Every screen has a set resolution in pixels as well as its size in the Minecraft world. For example, a screen with a resolution of 300 x 100 pixels and a physical size of 3 x 1 blocks results in one block being 100 x 100 pixels in size.
We decided to re-use one of the core concepts of our Glitter UI framework: Everywhere you can display text, you can display a user interface. The new Text Display Entities that were introduced earlier this year were everything we needed in this case. Now that we can render Glitter components at any point of a Minecraft world, we can essentially display text, buttons, images, boxes, and much more outside of an inventory.
The most important part about Text Display Entities is the fact that we can scale, rotate and move them with interpolation. The scaling part is especially important when we consider that the size of the text is dependent on the resolution and physical size of a screen.
While everything we've talked about so far works great for displaying elements, we haven't talked much about logic yet. We came to the conclusion that utilizing a scripting language would be the best for our use case, but this meant we had to decide which one would best suit our needs here. After some consideration, we ultimately came to the conclusion that the best choice for us would be JavaScript. It's widely used in web development and the majority of our team already knows it, which put it in a perfect position for us.

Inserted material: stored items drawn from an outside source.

PR #1525, opened 2026-06-19
fix(l1): coordinate L1 storage mutations to fix fork/lost-sync/lastTxnRef

marcus-girolneto:
## Why

L1 layers (dag-l1, currency-l1, data-l1) have been forking, losing sync, holding
divergent POV, and rejecting `lastTxnRef`. An audit of all L1↔L0 sync paths found a
**systemic root cause**:

> L1 sync is ~7 uncoordinated concurrent fs2 loops mutating shared in-memory storage.
> The L0→L1 alignment writer holds **none** of the consensus semaphores, runs against
> the **live** singleton storages (no copy-isolation), and applies a **non-atomic,
> fail-fast, no-rollback** sequence. The load-bearing divergence is `AddressStorage`'s
> two-op `clean` + `updateBalances` interleaving with the live acceptance path's balance
> delta — a stray balance leaks past `clean` and persists, so two honest nodes applying
> the **same** global snapshot end with different balances → balance / `lastTxnRef` rejections.

This PR lands the **P0 + P1** fixes from the audit on one branch.

### P0 — decoupled quick wins
- **A1** `AddressStorage.replaceAll` — atomic whole-map balance publish replaces the racy `clean`+`updateBalances` (kills the load-bearing divergence).
- **A2** `advanceMajorityRefs` now surfaces its `Either` (+log) instead of silently swallowing a local-vs-majority divergence (idempotent re-mark stays a no-op).
- **A3** `GlobalL0AlignmentStorage.consumeShouldRedownload` — atomic `getAndSet` so a concurrently-raised redownload flag isn't dropped by a separate `clean()`.
- **A4** `L0BlockOutputClient` — HTTP `202` (awaiting-parent) is treated as **provisional**, not terminal; the block stays buffered for re-send until L0 confirms inclusion (`200`).
- **A5** data-l1 `Engine.combine` — canonical-sort merged data updates by content hash so every facilitator builds a byte-identical block (multisig stops failing; ≥2-facilitator rounds can finalize).

### P1 — coordination core
- **B1** `storageMutationLock` (`cats.effect.std.Mutex`, fair FIFO) shared by `BlockService.accept`/block-store and `SnapshotProcessor.processAlignment`'s commit. Wraps **only** microsecond in-memory writes — never network, hashing, or the MPT trie build — so L1 stays live while aligning.
- **B2** `adjustToMajority` precondition dry-run — all-or-nothing; on block-state drift it aborts before any mutation and schedules a redownload (no partial, unrollback-able reconciliation).
- **B3** `replaceByRefs` preserves in-flight `Waiting`/`Processing` txs above the new majority ref (fixes the `pull → align → putBack` silent drop).
- **B4** batch processing retries a failing snapshot transiently and stops at the first exhausted failure instead of skipping over a gap (a transient hiccup no longer escalates to a full redownload).

### Bonus (from the transaction-storage audit)
- **TX-07** `ContextualTransactionValidator` no longer double-counts an overridden tx's `amount+fee` in the balance/limit checks on a fee-bump (`>=` instead of `>`).

## Tests
- New regression tests: `AddressStorageSuite` (`replaceAll` replaces the whole map), `TransactionStorageSuite` (`replaceByRefs` preserves an in-flight `ProcessingTx`).
- All **dag-l1** suites green (35/35), incl. the mutex-affected `SnapshotProcessorSuite`/`BlockServiceSuite` and TX-07's validator suite; dag-l0 cutter suite green (4/4). `sbt runLinter` clean.
- Full Docker E2E (`just test`) not run in this PR.

## Scope notes / deferred follow-ups
- No wire/snapshot/P2P-schema change — every change is per-node and reversible (mixed-version-cluster safe).
- The three legacy semaphores are intentionally kept alongside the new mutex during transition (harmless redundancy; retire in a separate PR).
- **Deferred:** A6 (dag-l0 `GlobalSnapshotEventCutter` — its comparator is non-antisymmetric; needs a topological *total* order co-designed with its suite) and the full **P2** hardening set (currency/swap/token-lock resend coverage, tip validation, pull quorum/chain verification, `CL_RAISE_ON_FOLLOWER_DIVERGENCE` default-on, sync-gate gap tolerance).

### DIFF
--- a/modules/currency-l1/src/main/scala/io/constellationnetwork/currency/l1/CurrencyL1App.scala
+++ b/modules/currency-l1/src/main/scala/io/constellationnetwork/currency/l1/CurrencyL1App.scala
@@ -343,7 +343,8 @@ abstract class CurrencyL1App(
               validators.allowSpend,
               keyPair,
               nodeId,
-              storages.globalL0Alignment
+              storages.globalL0Alignment,
+              storages.storageMutationLock
             )
             .merge {
               TokenLock.run[IO, CurrencySnapshotStateProof, CurrencyIncrementalSnapshot, CurrencySnapshotInfo, Run](
@@ -361,7 +362,8 @@ abstract class CurrencyL1App(
                 validators.tokenLock,
                 keyPair,
                 nodeId,
-                storages.globalL0Alignment
+                storages.globalL0Alignment,
+                storages.storageMutationLock
               )
             }
             .merge(stateChannel.runtime)
--- a/modules/currency-l1/src/main/scala/io/constellationnetwork/currency/l1/CurrencyL1App.scala
+++ b/modules/currency-l1/src/main/scala/io/constellationnetwork/currency/l1/CurrencyL1App.scala
@@ -169,7 +169,8 @@ abstract class CurrencyL1App(
         services.globalL0.pullGlobalSnapshot,
         services.globalL0,
         storages.globalL0Alignment,
-        sharedStorages.mptStore
+        sharedStorages.mptStore,
+        storages.storageMutationLock
       )
       programs = Programs
         .make[IO, CurrencySnapshotStateProof, CurrencyIncrementalSnapshot, CurrencySnapshotInfo, Run](
--- a/modules/currency-l1/src/main/scala/io/constellationnetwork/currency/l1/Swap.scala
+++ b/modules/currency-l1/src/main/scala/io/constellationnetwork/currency/l1/Swap.scala
@@ -4,7 +4,7 @@ import java.security.KeyPair
 
 import cats.Applicative
 import cats.effect.kernel.Async
-import cats.effect.std.Random
+import cats.effect.std.{Mutex, Random}
 import cats.syntax.all._
 
 import scala.concurrent.duration._
@@ -47,7 +47,8 @@ object Swap {
     allowSpendValidator: AllowSpendValidator[F],
     selfKeyPair: KeyPair,
     selfId: PeerId,
-    globalL0AlignmentStorage: GlobalL0AlignmentStorage[F]
+    globalL0AlignmentStorage: GlobalL0AlignmentStorage[F],
+    storageMutationLock: Mutex[F]
   ): Stream[F, Unit] = {
 
     def logger = Slf4jLogger.getLogger[F]
@@ -165,17 +166,18 @@ object Swap {
             }.flatMap {
               _.toList.traverse {
                 case (hash, signedBlock) =>
-                  services.allowSpendBlock
-                    .accept(signedBlock, snapshotOrdinal)
-                    .handleErrorWith { error =>
-                      for {
-                        _ <- logger.warn(error)(s"Failed acceptance of an allow spend block with ${hash.show}")
-                        _ <- globalL0AlignmentStorage.updateShouldRedownload(
-                          value = true,
-                          reasons = List(s"Allow spend block acceptance failed for ${hash.show}: ${error.getMessage}")
-                        )
-                      } yield ()
-                    }
+                  storageMutationLock.lock.surround {
+                    services.allowSpendBlock
+                      .accept(signedBlock, snapshotOrdinal)
+                  }.handleErrorWith { error =>
+                    for {
+                      _ <- logger.warn(error)(s"Failed acceptance of an allow spend block with ${hash.show}")
+                      _ <- globalL0AlignmentStorage.updateShouldRedownload(
+                        value = true,
+                        reasons = List(s"Allow spend block acceptance failed for ${hash.show}: ${error.getMessage}")
+                      )
+                    } yield ()
+                  }
               }
             }.void
           case None => ().pure[F]
--- a/modules/currency-l1/src/main/scala/io/constellationnetwork/currency/l1/TokenLock.scala
+++ b/modules/currency-l1/src/main/scala/io/constellationnetwork/currency/l1/TokenLock.scala
@@ -4,7 +4,7 @@ import java.security.KeyPair
 
 import cats.Applicative
 import cats.effect.kernel.Async
-import cats.effect.std.Random
+import cats.effect.std.{Mutex, Random}
 import cats.syntax.all._
 
 import scala.concurrent.duration._
@@ -49,7 +49,8 @@ object TokenLock {
     tokenLockValidator: TokenLockValidator[F],
     selfKeyPair: KeyPair,
     selfId: PeerId,
-    globalL0AlignmentStorage: GlobalL0AlignmentStorage[F]
+    globalL0AlignmentStorage: GlobalL0AlignmentStorage[F],
+    storageMutationLock: Mutex[F]
   ): Stream[F, Unit] = {
 
     def logger = Slf4jLogger.getLogger[F]
@@ -167,17 +168,18 @@ object TokenLock {
             }.flatMap {
               _.toList.traverse {
                 case (hash, signedBlock) =>
-                  services.tokenLockBlock
-                    .accept(signedBlock, snapshotOrdinal)
-                    .handleErrorWith { error =>
-                      for {
-                        _ <- logger.warn(error)(s"Failed acceptance of a token lock block with ${hash.show}")
-                        _ <- globalL0AlignmentStorage.updateShouldRedownload(
-                          value = true,
-                          reasons = List(s"Token Lock block acceptance failed for ${hash.show}: ${error.getMessage}")
-                        )
-                      } yield ()
-                    }
+                  storageMutationLock.lock.surround {
+                    services.tokenLockBlock
+                      .accept(signedBlock, snapshotOrdinal)
+                  }.handleErrorWith { error =>
+                    for {
+                      _ <- logger.warn(error)(s"Failed acceptance of a token lock block with ${hash.show}")
+                      _ <- globalL0AlignmentStorage.updateShouldRedownload(
+                        value = true,
+                        reasons = List(s"Token Lock block acceptance failed for ${hash.show}: ${error.getMessage}")
+                      )
+                    } yield ()
+                  }
               }
             }.void
           case None => ().pure[F]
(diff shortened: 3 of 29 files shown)


marcus-girolneto:
## Code review + resolution

A fresh, independent review was run over this PR (reviewers saw only the diff, not the authoring rationale), each finding adversarially verified. Posting the review, the resolution, and the follow-up re-review for the record.

### Initial verdict: Request changes

**Blockers**
- **DR-1** — the "surface the error instead of swallowing it" fix on `advanceMajorityRefs` was applied only to dag-l1 `TransactionStorage`; the structurally identical `AllowSpendStorage` and `TokenLockStorage` (node-shared) still silently swallowed the `Left`. Since `markTxRefsAsMajority` sequences all three, an allow-spend / token-lock majority-ref divergence stayed silently stale while the DAG-tx path escalated.
- **LC-1** — `advanceMajorityRefs` raising mid-sequence (after `adjustToMajority` had already mutated block storage) produced a **cross-store partial commit**: block storage advanced, `lastSnapshot` not, tx refs partially marked. Worse than first thought — after the partial commit both the aligned retry *and* the redownload fail the B2 block preconditions, so it could **wedge the node**, not just force a redownload.

**Major**
- **CL-1** — the `storageMutationLock` comments claimed it "guards only microsecond Ref/MapRef writes," but the acceptance side holds it across the whole `accept`, including block/tx hashing **and ECDSA signature verification**. Misleading to anyone reasoning about contention.

**Test gaps** — TX-07 had no test that fails on revert (existing override test uses `MaxValue` balance, masking it); B2's all-or-nothing guarantee was untested (no `BlockStorageSuite` existed at all).

Plus ~10 minor/nits (lock scope on the currency replay, a flag-consume edge, dead code, a delimiter-less sort key, etc.).

### Resolution

**`fc5f1ac91` — blockers + tests**
- **DR-1** — applied the surface-error + idempotent-remark fix to `AllowSpendStorage` and `TokenLockStorage.advanceMajorityRefs` too; all three now behave identically.
- **LC-1** — added a pure, pre-mutation `majorityRefsViolations` check to all three storages, run **first** inside the locked region of both Aligned branches of `processAlignment` (new `MajorityRefsDiverged` error). A drift now aborts with **nothing mutated**, eliminating the partial commit / wedge.
- **CL-1** — corrected the `Storages` + `StateChannel` lock comments to honestly state hashing + signature verification run under the lock, with the justification (acceptance is a serial 1s-tick stream; MPT build + network stay outside).
- **T1** — `ContextualTransactionValidatorSuite`: a fee-bump override is no longer double-counted against the rate limit (fails on a revert to `>`).
- **T3** — new `BlockStorageSuite`: `adjustToMajority` aborts atomically (mutates nothing) on an unexpected block state, and applies when preconditions hold.

**`a51c4ba3f` — nits**
- **CL-2** — the currency-l1 intermediate-replay `processAlignment` now uses a dedicated uncontended lock (its storages are private throwaway copies); the real commit still uses the shared lock.
- **CL-3** — `validateTipsAlignment` now runs before `consumeShouldRedownload`, so a tips-misalignment error no longer clears a still-needed redownload flag.
- **DR-2** — removed the now-unused `getShouldRedownload` / `clean()` (only `consumeShouldRedownload` remains), preventing reintroduction of the get-then-clean race.
- **DR-3** — documented the semaphore-vs-mutex layering. **DR-4** — dropped the dead outer `withRetry`. **A5/LC-4** — delimiter-separated the data-l1 bundle sort key. **LC-3** — documented that the boolean `sendL1Output` is lossy for HTTP 202.

### Re-review verdict: ✅ Approve

All three blockers were independently re-verified against the current code (not taken on the author's word), and the new code was scanned for regressions:
- **DR-1, LC-1, CL-1 — resolved.** The `majorityRefsViolations` predicates exactly mirror `advanceMajorityRefs`'s accept arms (no false-positive/false-negative), the precheck runs first-in-region so nothing mutates before the abort, the non-reentrant `Mutex` is never re-acquired under itself, and the corrected comments match the actual lock scope.
- **No new defects introduced** by the fixes (CL-2 replayLock, CL-3 reorder, DR-2 removal, DR-4, A5 all verified sound).

**Tests:** dag-l1 38/38 green (incl. the 3 new regression tests), node-shared + currency-l1 compile, `sbt runLinter` clean. Full Docker E2E (`just test`) not run in this PR.

### Out of scope (pre-existing, not regressions from this PR — track separately)
- **A6** — dag-l0 `GlobalSnapshotEventCutter` needs a topological *total* order (its comparator is non-antisymmetric) co-designed with its suite.
- **P2 hardening** — resend coverage for swap/token-lock/data-application output pipes, tip validation, pull quorum/chain verification, `CL_RAISE_ON_FOLLOWER_DIVERGENCE` default-on, sync-gate gap tolerance.

🤖 Review assisted by [Claude Code](https://claude.com/claude-code)

scasplte2:
Follow-up pushed: `cb69eb1c8 fix(l1): serialize swap/token-lock acceptance with alignment`.

This is additive to the already-posted review/resolution, not a replacement for it. The existing fixes cover `advanceMajorityRefs`, all-or-nothing alignment prechecks, redownload flag consumption, and the documented DAG block-acceptance lock scope.

The remaining coverage gap I found was that swap/token-lock block acceptance also mutates the shared `AddressStorage` via `addressStorage.updateBalances`, but those acceptance streams were still outside `storageMutationLock` while alignment commits `addressStorage.replaceAll` under the lock. That left the same class of balance interleaving open through:

- dag-l1 `Swap` / `TokenLock`
- currency-l1 `Swap` / `TokenLock`

The new commit threads the existing `storageMutationLock` into those four runners and wraps the corresponding `allowSpendBlock.accept` / `tokenLockBlock.accept` calls, so DAG tx, swap, and token-lock acceptance now share the same serialization boundary against L0->L1 alignment commits.

Verification:
- `git diff --check` clean.
- `dagL1 / Compile / scalafmt` and `currencyL1 / Compile / scalafmt` clean.
- Compile was attempted twice, but the local environment killed sbt with exit 137 after several minutes of transitive shared/node-shared compilation; no Scala compile error appeared before the kill.

marcus-girolneto:
## Code Review — L1 Sync Coordination (post-merge audit)

**Verdict: ✅ Approved / good to go — with 1 required follow-up (M1) and a few nits.**

High-quality concurrency fix. Lock ordering is disciplined and deadlock-free (per-stream `Semaphore(1)` outermost, `storageMutationLock` innermost — no cycle), heavy/blocking work is correctly kept *outside* the critical section, and the dry-run-then-mutate pattern gives all-or-nothing cross-store commits. No CRITICAL/HIGH blockers. Since this is already merged, the items below are framed as follow-ups.

---

### 🟡 Medium

**M1 — Redownload request can be lost on alignment-commit failure (required follow-up).**
`SnapshotProcessor.scala:494-495` and `:590-591`. `consumeShouldRedownload` clears the flag (`getAndSet(empty)`) at decision time. If `determineAlignment` returns `RedownloadNeeded` but the subsequent commit (`adjustToMajority`/`setSnapshot`/`updateMptStorage`) throws, the flag is already gone. The block-acceptance path re-raises on failure (`StateChannel.scala:404`), but the **alignment**-commit path does not.

*Failure scenario:* L0 requests redownload → alignment cycle consumes the flag → MPT build or `setSnapshot` throws transiently → next cycle reads an empty flag and proceeds as if aligned → required redownload silently skipped. This is exactly the "lost sync" class this PR targets.

*Suggested fix:* re-arm the flag on alignment-commit failure, symmetric to the acceptance path, e.g. `.onError { case _ => globalL0AlignmentStorage.updateShouldRedownload(true, List("alignment commit failed, re-arming redownload")) }`. Confirm `updateShouldRedownload` uses OR-on-true semantics so a concurrently-raised flag isn't clobbered.

**M2 — Dry-run atomicity rests on an unstated lock invariant.**
`BlockStorage.adjustToMajority` does a precondition dry-run over `blocks.toMap` then mutates via `MapRef`. This is only atomic because every block-storage writer holds `storageMutationLock` — enforced by convention, not by types. A future contributor adding an unlocked `blockStorage` write silently reintroduces the partial-commit bug.

*Suggested fix:* scaladoc on `adjustToMajority` stating the caller MUST hold `storageMutationLock`; ideally a regression test proving it's the *lock* (not the dry-run) that prevents drift between dry-run and apply. Existing tests prove the dry-run aborts on drift but not that the lock keeps drift from occurring.

### 🔵 Low / Nit

- **L1** — `updateMptStorage`/`setLastNSnapshots` run outside the lock after `setSnapshot` runs inside it (`SnapshotProcessor.scala:155-158`). Brief window where `lastSnapshot` leads the MPT/rolling-N cache. Correct *iff* no reader joins `lastSnapshot` with the MPT/`lastNSnapshots` expecting consistency — please confirm + add a one-line comment documenting the accepted staleness window.
- **L2** — `prepareIntermediateStorages` (currency-l1) gives intermediate/dry-run storages a fresh `Mutex` rather than the shared `storageMutationLock`. Correct, but add a comment noting the separation is deliberate to avoid future confusion.
- **L3** — The `Aligned` / `DownloadPerformed` / `RedownloadNeeded` commit skeletons are near-identical 3×; a private `commitAligned(...)` helper would prevent drift (M1 already affects two of these paths).
- **L4** — Outer `withRetry` dropped at `GlobalSnapshotAlignment.scala:174`. Reasoning is sound (each snapshot retries internally); confirm only per-snapshot work is fallible and batch-level setup can't fail unretried.

### ✅ Strengths

- Lock ordering is disciplined and documented (`StateChannel.scala:394-396`, `:448-454`) — no deadlock cycle. This is the single most important property here and it's correct.
- Heavy work (MPT trie build, L0 network I/O, hashing) correctly excluded from the critical section → minimal contention.
- Root-cause fix is minimal and exactly right: `AddressStorage.replaceAll` collapses the `clean()`-then-`updateBalances()` window into a single `Ref.set`, structurally eliminating leaked-balance divergence.
- Dry-run precondition pattern fails loudly (`UnexpectedBlockStatesWhenAdjustingToMajority`, `MajorityRefsDiverged`) instead of half-applying, with regression tests.
- Acceptance failure re-arms redownload (`StateChannel.scala:404`) — good self-healing (M1 asks for the same on the alignment path).

---

### Open questions
1. **M1:** Does alignment-commit failure (not `block.accept`) re-raise the redownload flag anywhere, or does the next L0 pull independently re-derive the need? If the latter, M1 downgrades to Low.
2. **L1:** Any reader that joins `lastSnapshot` with the MPT store / `lastNSnapshots` expecting consistency?
3. Does `updateShouldRedownload(value, reasons)` overwrite or OR the boolean? Determines whether a concurrently-raised flag can be lost.

_Reviewed by an automated comprehensive code review pass._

There was just one small problem: While we already had a working JavaScript engine that could be used together with Java code, it just wouldn't be able to keep up with the scale of PaintSquad in the future. This is based on observations we made during the development of Invasion where we used it to handle various interactive map elements. It took quite some time to process some of the scripts. Besides this, there was no support for most modern JavaScript features (such as “let”, “const”, arrow functions, etc.).

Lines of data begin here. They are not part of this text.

PR #1526, opened 2026-06-22
Feat/l0 burn transaction

Tech0001:
I know this is the wrong branch to submit a feature request, but develop is on Tessellation 3.  So I grabbed the most recent testnet on V4 for developing this.

Constellation currency metagraphs can mint (RewardTransaction) but have no first-class way to burn. The only supply-decrement, BalanceAdjustment, is gated and semantically a spend-failure clawback; and because totalSupply is the sum of balances, sending to a dead address doesn't reduce reported supply — so the protocol currently cannot truthfully represent destroyed tokens. This blocks deflationary tokenomics and accurate supply accounting for every currency metagraph, and metagraphs can't add it themselves (global-L0 snapshot replay rejects self-invented supply rules). 

This adds BurnTransaction/BurnAction to close that gap. A metagraph can permanently destroy units of its own currency and have totalSupply go down with it, either by consuming a holder's AllowSpend (burnFrom) or by burning from its own address (self-burn). Burns get re-derived by global-L0 like any other currency artifact, so they're fully auditable, and the same AllowSpend can't be used by both a spend and a burn in one snapshot.  There's an optional opaque intentHash commitment field for higher layers to tie a burn to some off-chain intent.

There is a modified Euclid that I'll be PR'ing too that has a standalone build with this on the same version of Tess 4 for easy testing.


Tech0001:
I built this on the v4.1.0 testnet line (alpha.159); I see #1523 is integrating that line into develop, so once that lands this should rebase onto develop cleanly. It gates activation via the same FieldsAddedOrdinals mechanism.

scasplte2:
@Tech0001 apologies if I rebased poorly but can we have this target the develop branch. This is the preferred feature integration process 
https://github.com/Constellation-Labs/tessellation/blob/develop/docs/release/BRANCHING_AND_RELEASE_WORKFLOW.md#version-progression-example

Tech0001:
Thanks @scasplte2, no worries on the rebase. The branch was built on the release/testnet (alpha.159) line, so targeting develop initially pulled in the whole testnet→develop delta. Now that #1523 has merged that line into develop, I've redone the rebase to replay just the four burn commits onto develop — the PR is now the ~18-file burn feature rather than the full divergence, and mergeable.

One small adaptation for develop: FieldsAddedOrdinals.burnActionActivation now defaults to Map.empty (fail-closed — no environment activates burns until a coordinated ordinal is set), matching its siblings scFeeBalanceFromContext / subTrieRoots / dustSweeps, so develop's existing FieldsAddedOrdinals(...) call sites keep compiling. The burn suites (BurnActionValidatorSuite, BurnTransactionBalanceSuite, BurnActionSnapshotIntegrationSuite) pass on the develop base.

Ready for review.

Tech0001:
@scasplte2 Gentle bump on this one. Since the rebase it's just the ~18-file burnfeature on develop (4 commits), and it's fail-closed by default: burnActionActivation defaults to Map.empty, matching its siblings (scFeeBalanceFromContext / subTrieRoots / dustSweeps), so merging changes zero behavior in any environment until a coordinated activation ordinal is explicitly set. The three burn suites (BurnActionValidatorSuite, BurnTransactionBalanceSuite, BurnActionSnapshotIntegrationSuite) passed on the develop base at the rebase, and I've just brought the branch current with develop again.

Happy to do whatever makes review easiest on your end — split into smaller PRs, an async design walkthrough, or naming/convention adjustments. Anything blocking that I can pick up?

Motivation, for context: metagraphs can mint via RewardTransaction but have no first-class way to reduce supply — so today. "burning" means parking tokens at a dead address, which leaves totalSupply permanently wrong. This closes that asymmetry: any metagraph gets accurate deflationary supply accounting as a native primitive, same pattern as the existing spend machinery.

ryle-ai (changes requested):
Two things block this before any of the logic can be judged as-is, then a few real problems in the logic itself.

The branch is 25 commits behind develop and `merge-tree` reports 12 conflicting files, including every core file this touches (`CurrencySnapshotAcceptanceManager`, `GlobalSnapshotAcceptanceManager`, `AllowSpendStateManager`, `SpendTransactionBalanceManager`, `types.scala`, `application.conf`, `Mocks` and the five edited suites). GitHub shows it as conflicting. More important than the textual conflicts: the burn appliers (`SpendTransactionBalanceManager.updateGlobalBalancesByBurnTransactions`, `AllowSpendOpsManager.updateCurrencyBalancesByBurnTransactions`) are line-for-line copies of the July spend appliers, and develop has since changed the spend applier (settled allow-spends are now consumed from the pool, plus the `fixingAllowSpendDestinationCredit` / `preventingAllowSpendResurrection` / `fixingGlobalAllowSpendExpiration` gates). A rebase that only resolves the conflicts would leave the burn path as the one remaining unpatched copy of the pre-fix spend semantics. The rebase needs to re-derive the burn appliers from the current spend appliers, not merge the old copies forward.

The activation gate isn't fail-closed, it's fail-crash. `burnActionActivationFor` returns `Left(IllegalStateException)` when the environment has no entry, and both acceptance managers `.liftTo[F]` it at the top of `accept`, so a missing entry makes every snapshot acceptance raise. The comment in `types.scala` and the PR discussion say `Map.empty` "never activates burns" and cite `scFeeBalanceFromContext` / `subTrieRoots` / `dustSweeps` as the pattern, but those are read with `.get` / `.getOrElse(MaxValue)` and are simply inactive when absent. That's also why five unrelated suites had to be edited to construct the field. `burnActionActivation.get(environment)` with `None` meaning disabled matches the siblings and removes the test churn.

Self-burns are validated against pre-spend balances and applied after spends. Currency path: `balancesForBurnValidation` is built from `updatedBalancesByTokenLocks` (`:460`) but the burn is applied on `updatedBalancesBySpendTransactions` (`:542`). Global path validates at `:836` against pre-spend `globalBalances` and applies at `:1065`. So a source with balance X carrying `SpendAction(self, X)` and `BurnAction(self, X)` in the same snapshot passes both validators, `Balance.minus` returns Left in the applier, and both callers do `throw new RuntimeException` (`:548`, `:1072`) rather than a `SnapshotFailure` like the spend path. Since GL0 takes shared artifacts from the metagraph-signed snapshot, a modified metagraph can make every GL0 node throw at that ordinal. Two DAG self-spends already have the same shape, so this is an inherited class, but it's a new instance on a new artifact. Validating against post-spend balances fixes it; `burnAllowSpendRefs` is the only thing the earlier position feeds, and that's just for `acceptCurrencyAllowSpends`.

DAG burns look unreachable for an honest metagraph. The currency path keys the allow-spend and balance maps only by `metagraphId.some` (`:459-460`), so a `currencyId = None` burn fails validation and is stripped from the output artifacts. The global path then applies only `currencyId.isEmpty` burns (`:847`). The DAG leg is live only for a metagraph that signs artifacts its own acceptance rejects. Either the currency path needs a DAG balance view for validation, or the global leg should be dropped until it does.

Smaller: GL0 re-validates currency-token burns at `:836` against `currencyBalances` built from the incoming snapshot info, which is already post-burn, so a full-balance self-burn is rejected globally and the rejection is bound to `_`. Harmless since GL0 never applies currency burns, but the check is a no-op. In the allow-spend applier branch, `NonNegLong.from(allowSpend.amount - burn).getOrElse(MinValue)` silently clamps to zero; the validator makes it unreachable today, so an explicit error there would be cheaper than relying on that. `intentHash` is opaque and has no validator or consumer.

Tests cover the validator and appliers well. Not covered: `GlobalSnapshotAcceptanceManager` end to end, the global gate, spend+burn in one snapshot, and the validation-vs-application balance basis above.

Tech0001:
Thank you for the detailed review. You were right about the missing-configuration failure,
the balance-validation basis and the missing acceptance-level coverage. These are corrected
in this revision.

I have narrowed the proposal to native self-burn only: the emitting metagraph can burn
its own native currency held at its own metagraph address. Delegated/AllowSpend burning
and DAG burning are removed from this proposal, rather than carrying forward their
incomplete execution paths.

| Finding | Correction |
|---|---|
| Stale branch and copied spend appliers | Rebuilt against `develop` at `11cce41db`. Removed the parallel delegated-burn appliers; existing ordinary spend and AllowSpend protections remain unchanged. |
| Missing activation configuration raises during snapshot acceptance | Missing configuration disables burns without interrupting normal snapshot processing. No environment is enabled. Invalid configured ordinals still reject configuration loading. |
| Validation and application use different balances | One checked Currency fold validates and debits after normal accepted accounting, including settled spends. Relevant unapplied Global dependencies prevent burning until catch-up. Actions are atomic and use cumulative balances. |
| Arithmetic throws or silently clamps | Burn validation returns typed rejections; no burn-side underflow exception or allowance clamp remains. |
| DAG path is unreachable for an honest producer | DAG and delegated burning are excluded. Strict codecs and native validation reject unsupported fields, currencies and sources; no Global/DAG burn applier remains. |
| Global revalidation uses already-burned balances and discards the result | Global reconstructs Currency acceptance from the prior Currency state and compares the result. Rejected burn claims cannot be restored as opaque application artifacts, and valid burns are not applied twice. |
| `intentHash` has no validator or consumer | Removed. This proposal makes no application-intent or bridge-withdrawal claim. |
| Missing complete acceptance coverage | Added producer-to-signed-snapshot-to-Global acceptance tests, including malicious signed claims, spend/burn collisions, activation boundaries, restored-state replay and state-proof assertions. |

Follow-up compatibility checks also cover recognition before activation and mixed-channel
fee admission. Disabled or pre-activation payloads retain historical opaque interpretation;
newly interpreted inactive metadata cannot reserve an address against another channel's
active burn. Active fee and address-collision protections remain enforced.

Validation of the reviewed implementation: **259 focused tests passed; the full
import/format/test gate passed 2,593 tests with two existing ignores**. Supplemental
independent compatibility/admission probes passed 10/10, and accepted-prefix reservation
probes passed 4/4. The publication cleanup changes documentation and two test comments,
not executable sources or test assertions.

One independent full-gate invocation failed during configuration-reader compilation in
`CurrencyL0App.scala`; the same source and command passed in a fresh process. Its cause
remains unexplained and no compiler fix is claimed.

The updated PR description includes reproduction commands and the schema/wire
classification. The
[self-burn compatibility proposal](https://github.com/Tech0001/tessellation/blob/42fbf067d6e4aeee50a223809f51b656dc294f81/docs/development/metagraph-native-self-burn.md)
records the compatibility boundary and outstanding consumer/rollout qualifications. Burning remains disabled;
no live-network or external-consumer acceptance is claimed. The Euclid demo is unchanged.

Please re-review the narrowed implementation and proposed compatibility/rollout package.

We've tried out a few existing JavaScript implementations and bridges for Java but ended up finding nothing that satisfied all of our requirements. The most problematic part in this case was being able to debug scripts from our code editor via breakpoints. This is the point where we decided to take matters into our own hands.
Our idea was to take an existing JavaScript engine that fits our needs and then make it accessible from Java. We quickly determined to go with Google's "V8" JavaScript Engine since it's widely used (most web browsers use V8!) and should be fast enough for anything we throw at it.
This is how our Vee8 project was born. While it's effectively just a bridge that provides access to the native functions of V8, it also comes with its own set of features such as a built-in generator for TypeScript definition files, support for debugging via Chrome Remote DevTools, creation of proxy objects for Java classes and interfaces, as well as access to Java constructors.
Vee8 is also the first project at Pixelground Labs that was developed using the concept of TDD (test-driven-development).
We're also working on replacing the old JavaScript library that was used for Invasion with Vee8. This should also make the development process of new Invasion maps a lot easier.
Vee8 and Panorama provide us with extremely flexible and future-proof solutions that will allow us to create many awesome things in the future. Even though we might not be able to have the craziest use-cases imaginable for the two systems at first, we’re sure this will allow us to create amazing experiences in the future.